*** Opening of RAW DATA ***

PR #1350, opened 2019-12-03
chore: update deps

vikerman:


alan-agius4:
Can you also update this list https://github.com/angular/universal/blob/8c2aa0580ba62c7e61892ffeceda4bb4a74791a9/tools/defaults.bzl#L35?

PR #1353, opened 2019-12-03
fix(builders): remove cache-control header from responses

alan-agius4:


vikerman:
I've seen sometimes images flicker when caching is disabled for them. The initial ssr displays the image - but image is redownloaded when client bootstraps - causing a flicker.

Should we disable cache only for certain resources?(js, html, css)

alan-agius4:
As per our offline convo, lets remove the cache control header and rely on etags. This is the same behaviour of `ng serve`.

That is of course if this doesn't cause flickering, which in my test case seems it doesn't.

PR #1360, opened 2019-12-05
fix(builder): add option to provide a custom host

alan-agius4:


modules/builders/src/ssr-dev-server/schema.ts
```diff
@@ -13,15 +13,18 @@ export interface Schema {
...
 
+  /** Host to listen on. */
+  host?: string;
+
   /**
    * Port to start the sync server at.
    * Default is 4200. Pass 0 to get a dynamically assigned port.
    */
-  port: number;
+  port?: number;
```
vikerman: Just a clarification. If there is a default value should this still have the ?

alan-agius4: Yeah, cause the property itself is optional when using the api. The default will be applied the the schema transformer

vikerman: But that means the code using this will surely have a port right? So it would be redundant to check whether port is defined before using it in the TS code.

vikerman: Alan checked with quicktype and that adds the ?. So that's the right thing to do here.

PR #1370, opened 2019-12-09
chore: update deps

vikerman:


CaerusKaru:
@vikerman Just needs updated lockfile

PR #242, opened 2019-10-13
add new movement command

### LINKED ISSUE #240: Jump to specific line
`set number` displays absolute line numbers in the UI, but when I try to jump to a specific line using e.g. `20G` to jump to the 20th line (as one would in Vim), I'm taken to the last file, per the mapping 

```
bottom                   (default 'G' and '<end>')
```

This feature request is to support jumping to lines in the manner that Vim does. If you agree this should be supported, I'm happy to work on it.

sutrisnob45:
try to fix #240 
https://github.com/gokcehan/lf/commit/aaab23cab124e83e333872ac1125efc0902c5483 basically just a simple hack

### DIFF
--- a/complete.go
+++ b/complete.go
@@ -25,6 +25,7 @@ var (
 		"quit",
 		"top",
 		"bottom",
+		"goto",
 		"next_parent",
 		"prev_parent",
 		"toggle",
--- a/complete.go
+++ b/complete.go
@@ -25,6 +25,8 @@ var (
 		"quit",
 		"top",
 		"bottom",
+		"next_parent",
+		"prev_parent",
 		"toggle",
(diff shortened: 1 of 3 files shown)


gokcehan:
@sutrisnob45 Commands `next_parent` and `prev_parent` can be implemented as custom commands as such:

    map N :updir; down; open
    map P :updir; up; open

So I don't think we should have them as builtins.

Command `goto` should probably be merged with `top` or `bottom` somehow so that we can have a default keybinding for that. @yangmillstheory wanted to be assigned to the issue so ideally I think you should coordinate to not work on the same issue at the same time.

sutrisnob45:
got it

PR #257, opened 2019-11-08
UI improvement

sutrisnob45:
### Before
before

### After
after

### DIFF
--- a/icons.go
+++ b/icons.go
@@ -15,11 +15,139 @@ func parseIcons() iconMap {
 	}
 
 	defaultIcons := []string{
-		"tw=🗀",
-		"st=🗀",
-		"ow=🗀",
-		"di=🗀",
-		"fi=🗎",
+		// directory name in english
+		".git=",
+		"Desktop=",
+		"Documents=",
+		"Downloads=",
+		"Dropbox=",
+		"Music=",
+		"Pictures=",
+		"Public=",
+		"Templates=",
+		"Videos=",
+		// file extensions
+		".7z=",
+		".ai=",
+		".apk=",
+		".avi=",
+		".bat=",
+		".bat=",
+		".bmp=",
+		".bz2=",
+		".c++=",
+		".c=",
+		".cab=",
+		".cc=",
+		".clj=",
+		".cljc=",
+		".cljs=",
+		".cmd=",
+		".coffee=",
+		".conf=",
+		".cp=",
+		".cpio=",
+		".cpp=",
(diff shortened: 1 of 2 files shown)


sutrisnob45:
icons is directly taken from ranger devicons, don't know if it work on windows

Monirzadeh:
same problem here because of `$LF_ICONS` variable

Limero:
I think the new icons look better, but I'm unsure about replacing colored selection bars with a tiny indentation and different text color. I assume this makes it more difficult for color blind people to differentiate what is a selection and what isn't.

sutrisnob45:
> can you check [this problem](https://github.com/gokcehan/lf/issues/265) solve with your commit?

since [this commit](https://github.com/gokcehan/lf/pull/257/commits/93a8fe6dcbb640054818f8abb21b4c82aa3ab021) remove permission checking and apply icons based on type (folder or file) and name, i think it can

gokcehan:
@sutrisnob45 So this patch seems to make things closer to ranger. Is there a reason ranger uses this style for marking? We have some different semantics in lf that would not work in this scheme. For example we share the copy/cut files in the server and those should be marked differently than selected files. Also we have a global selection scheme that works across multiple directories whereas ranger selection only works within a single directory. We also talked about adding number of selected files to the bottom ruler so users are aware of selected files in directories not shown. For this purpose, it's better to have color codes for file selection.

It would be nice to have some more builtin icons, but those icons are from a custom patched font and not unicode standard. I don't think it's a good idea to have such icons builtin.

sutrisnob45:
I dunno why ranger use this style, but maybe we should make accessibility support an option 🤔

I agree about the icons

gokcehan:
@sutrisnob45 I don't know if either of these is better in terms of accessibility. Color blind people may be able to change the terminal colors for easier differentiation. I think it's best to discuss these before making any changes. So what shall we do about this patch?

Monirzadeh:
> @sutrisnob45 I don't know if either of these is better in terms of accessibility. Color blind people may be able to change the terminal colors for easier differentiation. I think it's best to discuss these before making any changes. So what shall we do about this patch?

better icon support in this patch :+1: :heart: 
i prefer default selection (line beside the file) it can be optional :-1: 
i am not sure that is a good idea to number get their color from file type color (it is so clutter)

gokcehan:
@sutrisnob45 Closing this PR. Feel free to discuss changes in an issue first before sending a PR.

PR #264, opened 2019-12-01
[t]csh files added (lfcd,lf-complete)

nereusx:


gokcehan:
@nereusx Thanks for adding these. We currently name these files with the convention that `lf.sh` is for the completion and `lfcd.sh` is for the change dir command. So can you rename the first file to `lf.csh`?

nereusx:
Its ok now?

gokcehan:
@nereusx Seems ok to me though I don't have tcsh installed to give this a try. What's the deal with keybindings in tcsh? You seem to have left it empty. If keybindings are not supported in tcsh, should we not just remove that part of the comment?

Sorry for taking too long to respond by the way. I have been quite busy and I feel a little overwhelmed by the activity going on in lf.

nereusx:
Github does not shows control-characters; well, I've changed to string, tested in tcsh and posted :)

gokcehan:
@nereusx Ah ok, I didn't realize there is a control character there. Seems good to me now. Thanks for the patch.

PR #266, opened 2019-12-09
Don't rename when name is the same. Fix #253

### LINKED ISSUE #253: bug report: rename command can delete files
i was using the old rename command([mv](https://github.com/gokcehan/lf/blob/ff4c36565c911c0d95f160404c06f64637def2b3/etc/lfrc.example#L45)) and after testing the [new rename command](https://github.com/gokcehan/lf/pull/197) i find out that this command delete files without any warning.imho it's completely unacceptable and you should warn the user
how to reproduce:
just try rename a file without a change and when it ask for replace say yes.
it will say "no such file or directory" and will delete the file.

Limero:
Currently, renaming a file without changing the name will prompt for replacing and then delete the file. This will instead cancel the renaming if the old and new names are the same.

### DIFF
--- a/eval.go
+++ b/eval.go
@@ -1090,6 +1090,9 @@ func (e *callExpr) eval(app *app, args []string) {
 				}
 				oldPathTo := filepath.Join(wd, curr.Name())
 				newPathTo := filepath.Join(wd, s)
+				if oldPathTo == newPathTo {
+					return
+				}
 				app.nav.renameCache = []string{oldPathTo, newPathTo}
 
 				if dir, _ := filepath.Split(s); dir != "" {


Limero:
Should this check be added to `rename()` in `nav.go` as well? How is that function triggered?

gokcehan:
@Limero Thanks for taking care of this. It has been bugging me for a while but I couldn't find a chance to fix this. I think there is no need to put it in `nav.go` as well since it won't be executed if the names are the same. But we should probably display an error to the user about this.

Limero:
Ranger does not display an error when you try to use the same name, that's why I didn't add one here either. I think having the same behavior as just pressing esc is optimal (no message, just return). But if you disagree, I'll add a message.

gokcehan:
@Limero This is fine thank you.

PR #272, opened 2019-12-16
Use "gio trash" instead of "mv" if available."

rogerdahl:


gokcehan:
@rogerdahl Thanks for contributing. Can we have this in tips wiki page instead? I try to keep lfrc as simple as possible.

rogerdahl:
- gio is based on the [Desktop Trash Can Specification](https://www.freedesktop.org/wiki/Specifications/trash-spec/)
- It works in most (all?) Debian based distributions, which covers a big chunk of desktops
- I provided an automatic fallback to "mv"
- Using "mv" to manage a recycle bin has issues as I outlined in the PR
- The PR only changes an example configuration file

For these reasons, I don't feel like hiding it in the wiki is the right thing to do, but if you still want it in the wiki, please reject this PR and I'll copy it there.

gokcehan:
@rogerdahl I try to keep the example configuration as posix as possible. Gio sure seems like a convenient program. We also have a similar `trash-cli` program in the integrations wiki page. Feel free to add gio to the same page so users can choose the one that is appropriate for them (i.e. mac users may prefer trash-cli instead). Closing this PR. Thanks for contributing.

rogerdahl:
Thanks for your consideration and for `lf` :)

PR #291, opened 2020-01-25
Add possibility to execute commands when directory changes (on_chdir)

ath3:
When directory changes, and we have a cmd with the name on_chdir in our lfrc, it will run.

*** Close of RAW DATA ***

* **EXERCISE OBJECTIVE**
The reply should hold only the lines from the top of the records through the line that has "That is of course", each one exact.

* **THE COMPLETED TASK**
PR #1350, opened 2019-12-03
chore: update deps

vikerman:


alan-agius4:
Can you also update this list https://github.com/angular/universal/blob/8c2aa0580ba62c7e61892ffeceda4bb4a74791a9/tools/defaults.bzl#L35?

PR #1353, opened 2019-12-03
fix(builders): remove cache-control header from responses

alan-agius4:


vikerman:
I've seen sometimes images flicker when caching is disabled for them. The initial ssr displays the image - but image is redownloaded when client bootstraps - causing a flicker.

Should we disable cache only for certain resources?(js, html, css)

alan-agius4:
As per our offline convo, lets remove the cache control header and rely on etags. This is the same behaviour of `ng serve`.

That is of course if this doesn't cause flickering, which in my test case seems it doesn't.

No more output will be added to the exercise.